→ Work to be completed
Given the listing below, output exactly the line containing "### LINKED ISSUE" and every line after it through the end.

→ Recorded data
==============================
PR #1347, opened 2015-09-09
User counter-cache gem for most counters

### LINKED ISSUE #1341: Reinstate removed classification counters
get these back with background count workers or redis based key counts

https://github.com/zooniverse/Panoptes/pull/1332/files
==============================
→ Solution
### LINKED ISSUE #1341: Reinstate removed classification counters
get these back with background count workers or redis based key counts

https://github.com/zooniverse/Panoptes/pull/1332/files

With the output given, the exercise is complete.